It's getting quite old!!

So for the last couple of months I have been getting stomach aches and diarreha after I eat, night sweats and now lovely headaches, oh yea and mood swings galore! I asked my doc to check my thyroid and sugar. So, she did along with my red and white blood count. Well, it all came back fine. She hasn't said anything else about wanting to do any other tests. Well, there has to be something wrong!! This isn't normal, I wasn't like this before. If I go out, I don't eat for like 2-3 hours before we are suppose to leave. I had a girls night out and we went out to eat, big mistake!! Next time I will just watch them eat. It is so freakin old!! Even if I am at home, I don't like to eat b/c then I'm gonna have an upset stomach for the rest of the night. I have no clue what is wrong. When I put in my symptoms on the internet, you wanna know what comes up?? Menopause. Can you believe it?? I guess if I am going thru way early menopause it really isn't all that big of a deal, b/c we are done having kids so it's not like I'm wanting to get prego. The plus side to it all would be the fact that I won't have periods anymore. But who knows what is wrong, I guess I will be calling my doc today and once again try and figure out what in the heck is wrong with me!! I am so sick of it all!! People wonder why I am skinny, my mom thinks that I don't eat. Well, partly she is right.
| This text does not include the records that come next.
PR #282, opened 2017-02-02
DM-7780:JUnit Test for image flip (FlipXY)

lznakano:
1.  Add unit test for FlipXY class
 2.  Add a utility class to generate a FITs file for unit test
 3.  Modified the FitsValidation.class to test each values when the HeaderCard contains numberical values

### DIFF
--- a/src/firefly/test/edu/caltech/ipac/firefly/util/FitsGenerator.java
+++ b/src/firefly/test/edu/caltech/ipac/firefly/util/FitsGenerator.java
@@ -1,0 +1,218 @@
+package edu.caltech.ipac.firefly.util;
+
+import nom.tam.fits.*;
+
+import java.io.IOException;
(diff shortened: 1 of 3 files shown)


ymeiymei:
Good work!  Good coverage.  Can be merged.

ymeiymei:
Thanks for adding testDoFlipXWithSmallData and testDoFlipYWithSmallData. Those tests really test the flipped image data.

Still don't think the tests, validateFlipX and validateFlipY, are good. They validate the double flipped image against the original image. What if FlipXY.java never does any flip? The double flipped image will match the input image for sure but it doesn't mean the image is flipped correctly.

ymeiymei:
Thanks for adding endToEndTest which is a very good test case (enough data for histogram). I think you can merge.

PR #283, opened 2017-02-03
DM-9196: fix cutout size parameter is not passed to server

loitly:
https://jira.lsstcorp.org/browse/DM-9196

Use lc.html for testing.  No visible changes.  
You will be able to verify the passed parameter if you set a breakpoint in the debugger in LightCurveFileGroupsProcessor.java


ejoliet:
I debugged it and see the attribute in the server side request. Thanks.
Looks good!

PR #284, opened 2017-02-04
DM-8309: Enable histogram in IRSAViewer

loitly:
https://jira.lsstcorp.org/browse/DM-8309

Added fixedAlgorithm prop to HistogramOptions.  Set it to true for IRSA.

to test:
- checkout branch in firefly AND ife:
- build irsaviewer in ife
- any catalog search, then clicks on 'Charts' top menu.
- under Histogram, there should only be one option for Algorithm.


ejoliet:
Looks good. Can be merged.
Thanks!

PR #285, opened 2017-02-07
Dm 7195 lc download images

ejoliet:
I've completed and adapted the server and client side for downloading WISE images (cutout or original) single exposure (product level 1b) from Time Series viewer. 

Selected images are downloaded in a zip file previous packaging in the server.

Downloading selected row from raw table should work the same way as from the phase folded table.

To test, upload lc raw table and phase fold, select rows and check that the images have a name that match the row frameid and cutout size, size that match the cutout IBE call as well as original images.

### DIFF
--- a/src/firefly/js/templates/lightcurve/LcResult.jsx
+++ b/src/firefly/js/templates/lightcurve/LcResult.jsx
@@ -159,6 +159,8 @@ const buttonW = 650;
 // eslint-disable-next-line
 const StandardView = ({visToolbar, title, searchDesc, imagePlot, xyPlot, tables, settingBox}) => {
 
+    let {cutoutSize} = settingBox.props.generalEntries || '0.3';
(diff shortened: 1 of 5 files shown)


cwang2016:
Review completes. Downloading is tested on all selection cases and works good!

src/firefly/js/templates/lightcurve/LcResult.jsx
```diff
@@ -159,6 +159,8 @@ const buttonW = 650;
 // eslint-disable-next-line
 const StandardView = ({visToolbar, title, searchDesc, imagePlot, xyPlot, tables, settingBox}) => {
 
+    let {cutoutSize} = settingBox.props.generalEntries || '0.3';
+    //let csize = get(generalEntries, 'cutoutsize, '0.3');
```
loitly: the commented-out code makes more sense to me.  generalEntries should be passed into StandardView so it can make use of cutoutSize.

PR #291, opened 2017-02-08
DM-9326 clean up time series viewer 

cwang2016:
update: 
- change filename from lc.html to ts.html
- mission name is capitalized in previous ticket. (DM-7195). 

test: 
rebuild server
localhost:8080/firefly/ts.html


ejoliet:
Looks good. Thanks. This can be merged and the change of the HTML name from `lc.html` to `ts.html` should be notified to @Caltech-IPAC/firefly developers.

PR #292, opened 2017-02-08
DM-9248 Implement 'All Sky' mode in LSST catalog and image search catalogs

cwang2016:
Development includes
[CW DM-9248]
- the 'all sky' feature was built in the LSST spatial search component. 
- fixed some code syntax errors issued by IntelliJ. 
- fixed the setting of some spatial search parameters from float to string format prior to building the table search request. 

[LZ DM-9247]
- Add the AllSky search in Catalog search
- Add the allSky search in Image Catalog search
- Add the guard to prevent from allSky search without constraints.

test for 'AllSky': 
- localhost:8080/firefly/lsst-pdac-triview.html
- In catalog search, select "allSky"
Enter the constrains at the field:
For deep source at the id field enter
=3219370314566605
For forced deep source at the id field enter:
=225486482582800165

- in image search
for Deep coadd: 
deepCoaddId =1610612744
for ccd 
scienceCcdExposureId = 2649410121

### DIFF
--- a/src/firefly/java/edu/caltech/ipac/firefly/server/query/lsst/LSSTCataLogSearch.java
+++ b/src/firefly/java/edu/caltech/ipac/firefly/server/query/lsst/LSSTCataLogSearch.java
@@ -12,22 +12,33 @@ import edu.caltech.ipac.util.DataType;
 import edu.caltech.ipac.util.StringUtils;
 import edu.caltech.ipac.visualize.plot.CoordinateSys;
 import edu.caltech.ipac.visualize.plot.WorldPt;
-
 import java.util.List;
 import java.util.Locale;
 
 
 /**
+ * Feb-9-2017
+ * DM-9247
+ *   Implement search processor(s) to support All Sky mode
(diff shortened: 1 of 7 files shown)


ymeiymei:
The catalog search works fine. 

Please add "AllSky" for image search.

cwang2016:
'ALLSKY' option is added for image search. 'ALLSKY' option is also needed to be added at the server side.

ymeiymei:
Reviewed. Looks great!

One comment. When I give only one coaddId or scienceCcdExposureId, I get one row of data in the table, but I get 5 images from all 5 filters. This the feature for cone search (when no specific filter is given). I need to double check with Trey and Gregory see if we should keep this when filters are specified.

lznakano:
Yi,

Cindy and I just went to discuss with Trey.  Trey said it is fine to show all related filters. 
To prevent this from happening, UI has to hard codes several columns such as filterId, filterName and coaddId etc.  

FYI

Sometimes I don't eat all meals, b/c I don't want to feel like crap, but why eat when it is just gonna come right out? I don't know. I'm just fed up!!

Monday, October 27, 2008

Can you believe I did it?



Yep folks!! I did it! I got my tat Friday night! Everyone thought I would chicken out, including me, but I didn't. I went with one of my friends and my cousin and her hubby. I may have went last, but I went! It didn't really hurt, there were a few tender parts, but it really wasn't bad at all. I could do it again, but I don't know if I will or not. This one is kinda big or atleast that is what everyone tells me. So, I might just keep it to one tat.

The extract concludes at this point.